Notice: This codebase is currently in deep and rapid development and won't have a stable version until about April 2016. Please check back for updates and documentation.

This is an open-source, self-hosted, web-based tool for correcting transcripts that were automatically generated using speech-to-text software via auto-transcription services such as Pop Up Archive. It is being developed by NYPL Labs in partnership with The Moth and Pop Up Archive with generous support from the Knight Foundation.

You are in the right place if...

  • You have a collection of audio that you would like to produce quality transcripts for
  • You do not have a budget for human transcription services (~$60-$100 per hour of audio)
  • You either (1) have a budget for auto-transcription services (~$15 per hour of audio) such as Pop Up Archive, or (2) you are able to produce time-coded transcripts on your own using speech-to-text software
  • Automatically generated transcripts do not meet your standard of quality and needs to be corrected by humans
  • You and your team do not have the capacity to correct the transcripts yourselves
  • You or a member of your team has basic web development experience, specifically with creating a Ruby on Rails web application
  • Bonus: You have an audience of users who would be interested in helping fix transcripts (this app is uniquely designed to enable multiple users working on transcripts at the same time)

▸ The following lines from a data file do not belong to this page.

PR #40232, opened 2022-03-07
fix the full_like with fill the value of inf

wawltor:
### PR types
Bug fixes 

### PR changes
OPs

### Describe
fix the full_like with fill the value of inf

### DIFF
--- a/paddle/phi/kernels/cpu/full_kernel.cc
+++ b/paddle/phi/kernels/cpu/full_kernel.cc
@@ -54,7 +54,7 @@ void FullLikeKernel(const Context& dev_ctx,
 
   auto common_type_value = static_cast<CommonType>(value);
 
-  // Judge the fill value is valid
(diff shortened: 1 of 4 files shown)


paddle/phi/kernels/cpu/full_kernel.cc
```diff
@@ -54,12 +54,22 @@ void FullLikeKernel(const Context& dev_ctx,
 
   auto common_type_value = static_cast<CommonType>(value);
 
-  PADDLE_ENFORCE_EQ(
-      (common_type_value >=
+  // Judge the fill value is valid
```
joey12300: Check whether the filled value is valid

wawltor: fixed it

joey12300 (approved):
LGTM

Issue #39473, opened 2022-02-11
AttributeError: module 'paddle' has no attribute 'uint16'


tangzhiyi11:
为使您的问题得到快速解决，在建立Issues前，请您先通过如下方式搜索是否有相似问题:【搜索issue关键字】【使用labels筛选】【官方文档】

如果您没有查询到相似问题，为快速解决您的提问，建立issue时请提供如下细节信息：
- 标题：简洁、精准概括您的问题
- 版本、环境信息：
    1）PaddlePaddle版本：develop分支

paddle c++接口返回 ::paddle::platform::bfloat16 这种类型，但是在python测返回的是 paddle.uint16，而 paddle.uint16 这种类型又报不存在，请问这里的显示的类型的转换是在哪里做的呢？

<img width="814" alt="image" src="https://user-images.githubusercontent.com/5955111/153549472-2ed87f40-a6b4-4027-ac36-045e8bf632ec.png">

iclementine:
python/paddle/fluid/dygraph/varbase_patch_methods.py
<img width="927" alt="图片" src="https://user-images.githubusercontent.com/16222986/153573207-adb13c51-7918-4189-b061-4ebdd32f3c5a.png">


里面有把 paddle::framework::proto::VarType::Type 打印出来的方法。里面把 bf16 对应到了 uint16. （至于这么做的原因是它一开始是用于和 Numpy 类型对应的，而 numpy 里没有 bfloat16）


而 paddle.float32 之类的是把 C++ 端的 paddle::framework::proto::VarType::FLOAT32 import 出来的 alias。参考 python/paddle/framework/dtype.py

tangzhiyi11:
> python/paddle/fluid/dygraph/varbase_patch_methods.py <img alt="图片" width="927" src="https://user-images.githubusercontent.com/16222986/153573207-adb13c51-7918-4189-b061-4ebdd32f3c5a.png">
> 
> 里面有把 paddle::framework::proto::VarType::Type 打印出来的方法。里面把 bf16 对应到了 uint16. （至于这么做的原因是它一开始是用于和 Numpy 类型对应的，而 numpy 里没有 bfloat16）
> 
> 而 paddle.float32 之类的是把 C++ 端的 paddle::framework::proto::VarType::FLOAT32 import 出来的 alias。参考 python/paddle/framework/dtype.py

多谢~

Aganlengzi:
[...]

Issue #34927, opened 2021-08-16
【paddle.cast】转换为 unit16 时的bug


wzzju:
关于bfloat16的转换问题，cast后的输出应该是1，但是这里的输出是16256；
环境 paddle 2.1.0，Mac
![image](https://user-images.githubusercontent.com/17102274/129527325-1178565c-9aeb-403a-98d4-caace3675707.png)

竞品都是1：
tf: 2.5.0 Tesla T4
![image](https://user-images.githubusercontent.com/17102274/129527372-6c424bce-5716-4f58-9558-7fac340cfc87.png)

pytorch: 1.8.1 Tesla T4
![image](https://user-images.githubusercontent.com/17102274/129527448-f510b876-d108-4883-a6f5-7f59104628b1.png)

============== 问题排查 ==============
BF16问题。见 python/paddle/fluid/framework.py 中 convert_np_dtype_to_dtype，由于numpy不支持bfloat16，代码中将np.uint16转为paddle.bfloat16
![image](https://user-images.githubusercontent.com/17102274/129527486-740157ae-d2e4-499a-867a-bf8edbc9e23a.png)

============== 解决方案 ===============

建议：可以参考tensorflow，add bfloat16 as numpy extensions, refer to：

tf bfloat16 numpy extension way： https://stackoverflow.com/questions/66354058/tensorflow-register-numpy-bfloat16-extension

tf bfloat16 numpy extension commit：   https://github.com/tensorflow/tensorflow/commit/24ffe9f729160a095a5cab8f5923920182803182

lidanqing-vv:
Temp comments

convert_bf16_to_fp32(a.cast(X, "bfloat16"))

str::cout<<a<<std::endl;

string()

lidanqing-vv:
This issue is pending by https://github.com/PaddlePaddle/Paddle/pull/35332

lidanqing-vv:
np.uint16 is used as bfloat16 because np.uint16 was reserved datatype, for nothing else, that is why np.uint16 is temporarily used to represent bfloat16.
With https://github.com/PaddlePaddle/Paddle/pull/35332/files merged, then in `python/paddle/fluid/framework.py`, we just need to `import paddle_bfloat`, and then do
```
 elif dtype == np.bfloat16:
        return core.VarDesc.VarType.BF16
 elseif dtype == np.uint16:
       print("Reserved datatype")
       return ...
```
[...]

PR #40323, opened 2022-03-08
[High priority][WIP] Added BF16 functionality inside paddle core

jakpiase:
### PR types
Others

### PR changes
Others

### Describe
Added BF16 functionality inside paddle core. After merging this PR uint16 won't be used as a placeholder for BF16 datatype anymore, so issues: #39473 and #34927 should be fixed


python/paddle/fluid/framework.py
```diff
@@ -992,7 +993,7 @@ def convert_np_dtype_to_dtype_(np_dtype):
         return core.VarDesc.VarType.INT64
     elif dtype == np.bool:
         return core.VarDesc.VarType.BOOL
-    elif dtype == np.uint16:
+    elif dtype == bfloat16:
         # since there is still no support for bfloat16 in NumPy,
         # uint16 is used for casting bfloat16
         return core.VarDesc.VarType.BF16
```
lidanqing-vv, line 1179: Hi, Do you think if it is necessary to map np.uint16 to core.VarDesc.VarType.UINT16?  Or maybe make it reserved datatype? Also please modify the comments ?
I think I saw more places that used uint16 in python than now, not in tests

jakpiase: Hi, this PR is not ready yet, I have made it just to see which tests and CIs will fail

lidanqing-vv: Hi, ok, thanks

lidanqing-vv:
Hi, @jakpiase there is file conflict, could you please rebase and solve the conflict? Thank you. 
After this PR is merged, please also cherry-pick it into release/2.3, this PR can catch up 2.3 formal release. Thank you very much for your work !

cmake/flags.cmake
```diff
@@ -133,7 +133,6 @@ if (NOT WIN32)
 set(COMMON_FLAGS
     -fPIC
     -fno-omit-frame-pointer
-    -Werror
```
jczaja: is this removing of -Werror intentional?

jakpiase: It's only temporary to silence paddle_bfloat compilation warnings, that won't be included into the final version of this PR

Aganlengzi:
@jakpiase hi, thanks for you work, you can attach https://github.com/PaddlePaddle/Paddle/issues/39473 and https://github.com/PaddlePaddle/Paddle/issues/34927 in Describe of this PR to synchronize states automatically.

jakpiase:
The work on that functionality was cancelled due to some issues on Windows-GPU evironment. Unfortunately I was not able to debug that and because of that I have aborted my work, but except for that case my current changes(after resurrecting this PR to the state of modern PaddlePaddle code) should enable numpy's bfloat16 datatype inside paddle core and enable passing that type of tensors both between python-c++ and c++-python.

PR #40414, opened 2022-03-10
[custom kernel] fix static object de-initialize bug

Aganlengzi:
### PR types
Bug fixes

### PR changes
Others

### Describe
1.Fix bug caused by static objects de-initialize order:
KernelFactory static instance is initialized BEFORE plugins are loaded for custom kernels, but de-initialized AFTER them are unloaded. We need manually clear symbols(may contain plugins' symbols) stored in this static instance to avoid illegal memory access.
2.Refine log info.


ronny1996 (dismissed):
LGTM

qili93 (approved):
LGTM

PR #40445, opened 2022-03-11
fix gpu callback

zhiqiu:
### PR types

Bug fixes
### PR changes

Others
### Describe

fix gpu callback that may lead to OOM

`std::async` with `std::launch::defered` is lazy-executed, and it will not be executed until `get` or `wait` method is called on the returen `future value`.

Ref: https://en.cppreference.com/w/cpp/thread/launch


jiweibo (dismissed):
LGTM

jiweibo (approved):

PR #40477, opened 2022-03-12
[hybrid fix] fix sharding save offload

wangxicoding:
### PR types

Bug fixes
### PR changes

Others
### Describe

Fix sharding `save_persistables` don't save `fp16 param` and `offload` var when use offload.


JZ-LIANG (approved):
LGTM

PR #47761, opened 2022-11-08
Replace built-in print with logger in distributed_strategy.py

sljlp:
### PR types

Others
### PR changes

Others
### Describe

Replace built-in print with logger in distributed_strategy.py


OccupyMars2025:
image
The fatal message seems to show that this CI failed because of a network error. Maybe it can be fixed by retriggering this CI. Just my personal understanding.

FeixLiu (approved):

PR #47767, opened 2022-11-08
[Phi MKLDNN] Support mkldnn kernel in phi

jiahy0825:
### PR types
New features

### PR changes
OPs

### Describe
Support MKLDNN kernels in phi, this PR supports activation kernels for example.


jiahy0825:
Information update: There is no need to support mkldnn kernels in phi, thus close this PR.

PR #47780, opened 2022-11-08
Move dropout removing pass at the beginning of the INT8 process

wozna:
### PR types

Bug fixes
### PR changes

Others 
### Describe

It turn out that pass `simplify_with_basic_ops_pass` that is removing dropout was placed after `quant_dequant_mkldnn_pass`. 
So if the dropout was before some quantizable operator, the scale to it [tensor_name, scale] was lost because the tensor_name was changing. The simplest solution is to move this pass before quant_dequant_mkldnn_pass. 

It improves U2++ int8 model: 
- in encoder model before only 61 fc was quantized and right now 85 fc is quantized. 
- in decoder model before only 39 was quantized and right now 44 fc is quantized. 
This should give us almost a 12% performance improvement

Setting Up Your Own Project

Requirements

You will need to have the following installed to run this project on your machine.

  • Git
  • Ruby - this app has been developed using 2.3.0. Older versions may not work
  • PostgreSQL

Once everything is installed, clone this repository

cd /my/projects/folder
git clone https://github.com/NYPL/transcript-editor.git
cd transcript-editor

If you forked this repository, replace the URL with your repository

Configure Your Project

  1. Create config/database.yml based on config/database.sample.yml - update this file with your own database credentials
  2. Create config/application.yml based on config/application.sample.yml - this file contains all your private config credentials such as Pop Up Archive or Google accounts. The only required configuration to start is:
  • SECRET_KEY_BASE. You can generate this value by running rake secret
  • PROJECT_ID. A project id that will be used to identify this project (e.g. my-project). Must be alphanumeric; no spaces or periods; underscores and dashes okay
  1. Copy the folder project/sample-project and rename it to the PROJECT_ID from the previous step (e.g. project/my-project). This folder will contain all the configuration, content, and language for your project.

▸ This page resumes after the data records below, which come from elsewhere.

PR #47844, opened 2022-11-10
Modified mem_desc() to return reference to Tensor::memory::desc to avoid copying

jczaja:
### PR types
 Others 

### PR changes
Others 

### Describe
Previously value of memory descriptor was returned from Tensor::mem_desc() . Which could result in unnecessery copying of 400 bytes. So this PR is to make mem_desc() return const reference. This should be safe as tensors live longer than operators where mem_desc() returned value is used.


onecatcn:
@chenwhql please take a look at the pr

chenwhql (approved):

PR #47846, opened 2022-11-10
[Auto Parallel] Recompute Support New Graph Executor

JZ-LIANG:
### PR types
Function optimization

### PR changes
Others

### Describe
The origin recompute strategy has a strong assumption that all operators will be issued by the order in ProgramIR where it takes the advantage of implicitly dependencies in ProgramIR .
This assumption is failed when switch to Standalone Executor (Graph based), we need to add (and ONLY add) necessary  dependencies for it.

Model:GPT3-1.3B | Mem mb | speed step/s
-- | -- | --
old exe | 23062| 1.463 
new exe + Naive Redundant Sequential Deps  |22916|1.503 
new exe + PR |23278 | 1.526


aoyulong (approved):
LGTM

PR #47882, opened 2022-11-11
correct sync behavior for XPU distributed training

XiaociZhang:
### PR types

Others

### PR changes

Others

### Describe

XPU support event mechanism similar to cuda event, so it is advisable to use an event to sync compute/comm streams for performance. However this mechanism is never fully tested, and inconsistent loss/ending_epochs are reported. Therefore, this PR replaces event sync with stream waiting as a temporary solution.


ykkk2333 (approved):
LGTM

paddle/phi/backends/xpu/xpu_context.cc
```diff
@@ -64,7 +64,7 @@ struct XPUContext::Impl {
       // manually destroy XPUStream here until xpu::api integrates this work
       // into Context dtor
       xpu_wait(context_->xpu_stream);
-      PADDLE_ENFORCE_XPU_SUCCESS(xpu_stream_destroy(context_->xpu_stream));
+      xpu_stream_destroy(context_->xpu_stream);
```
QingshuChen, line 67: 为什么去掉返回值判断？

QingshuChen (approved):

paddle/phi/backends/xpu/xpu_context.cc
XiaociZhang: 编译器会complain在析构函数里抛异常，（这里其实有个try catch所以运行时倒不会出现程序异常终止，但还是可能会导致内存泄露）
最佳方法还是直接不去判断，如果xpu_stream_destroy出错可以依赖runtime的log

PR #47897, opened 2022-11-11
support fp16 index sample

wangxn12138:
### PR types

New features
### PR changes

OPs
### Describe

support index_sample OP fp16 input.


AndPuQing:
Hello, I also have a pr https://github.com/PaddlePaddle/Paddle/pull/47646 trying to support flout16 type input, but after benchmark, I found that the flout16 data type will seriously affect the reverse performance of index_sample. Do you plan to do any performance optimization?

Thunderbrook (approved):

PR #47910, opened 2022-11-13
Do not release memory cache after build_op_func_list in interpretercore

From00:
### PR types
Bug fixes

### PR changes
Others

### Describe

PR https://github.com/PaddlePaddle/Paddle/pull/46670 releases memory cache after build_op_func_list to avoid memory fragments in V100 8-GPU training of transformer_base_bs4096_amp_fp16 and transformer_base_bs4096_pure_fp16 models. However, this optimization method is not general that leads to a memory occupancy growth in other models such as A100 single-GPU training of deeplabv3 and SE_ResNeXt50_32x4d_bs32.
This PR tries to revert https://github.com/PaddlePaddle/Paddle/pull/46670. A more general fix-up method that avoid running kernel in build_op_func_list is ongoing.


zhiqiu (approved):
LGTM

PR #47975, opened 2022-11-14
fix: multihead matmul biasqk broadcast support for [1,1,seq,seq] shape

wwbitejotunn:
### PR types
Function optimization

### PR changes
OPs

### Describe
Add multihead_matmul biasqk broadcast support from (1,1,seq,seq) shape to fix the accuracy problem in paddle nlp stable diffusion.


heavengate (approved):

kolinwei (approved):

Xreki (approved):
LGTM

PR #48061, opened 2022-11-16
[PHI] Migrate mul_grad kernel

Silv3S:
### PR types
Others

### PR changes
Others

### Describe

Configure Your Project Details

Your project folder has the following structure:

 my-project/
 +-- assets/
 |  +-- css/
 |  +-- img/
 |  +-- js/
 +-- data/
 +-- layouts/
 +-- pages/
 +-- transcripts/
 +-- project.json

The primary place for project configuration the file project.json. For now, we can keep everything as defaults. We will cover the details of this folder in later steps.

Setup and run the app

  1. Run bundle - this will install all the necessary gems for this app
  2. Run rake db:setup to setup the database based on config/database.yml
  3. Run rake project:load['my-project'] to load your project folder (replace my-project with your project name)
  4. Run rails s to start your server. Go to http://localhost:3000/ to view your project

Your project should load, but since there's no transcripts, all you'll see is a header and blank screen! The next step is to seed the app with some transcripts

Generating your transcripts

This section will assume that you do not have transcripts yet, just audio files that need transcripts. We will be using Pop Up Archive to automatically produce the transcripts that will need to be corrected. Other vendors and services may be documented in the future based on demand.

Requirements

  • A Pop Up Archive account
  • Your audio files must be uploaded to the web so it is accessible via a public URL (e.g. http://website.com/my-audio.mp3)
    • Here are some examples of file hosting services
    • The following file formats are supported: 'aac', 'aif', 'aiff', 'alac', 'flac', 'm4a', 'm4p', 'mp2', 'mp3', 'mp4', 'ogg', 'raw', 'spx', 'wav', 'wma'

Update your credentials

If you are using Pop Up Archive, you must update your account credentials in the config/application.yml file. There are two values (PUA_CLIENT_ID and PUA_CLIENT_SECRET) which refer to your Pop Up Archive Client ID and Client Secret respectively. You can find these values by logging into you Pop Up Archive account and visiting https://www.popuparchive.com/oauth/applications

Creating a manifest file

New audio files and transcripts can be added to this app by creating manifest files in .csv format. These manifest files will contain basic information about your audio, e.g. an internal id, title, description, url to audio file, etc. These files will be used to perform a number of tasks such as uploading new audio for transcription, download processed transcripts, and updating information about your audio.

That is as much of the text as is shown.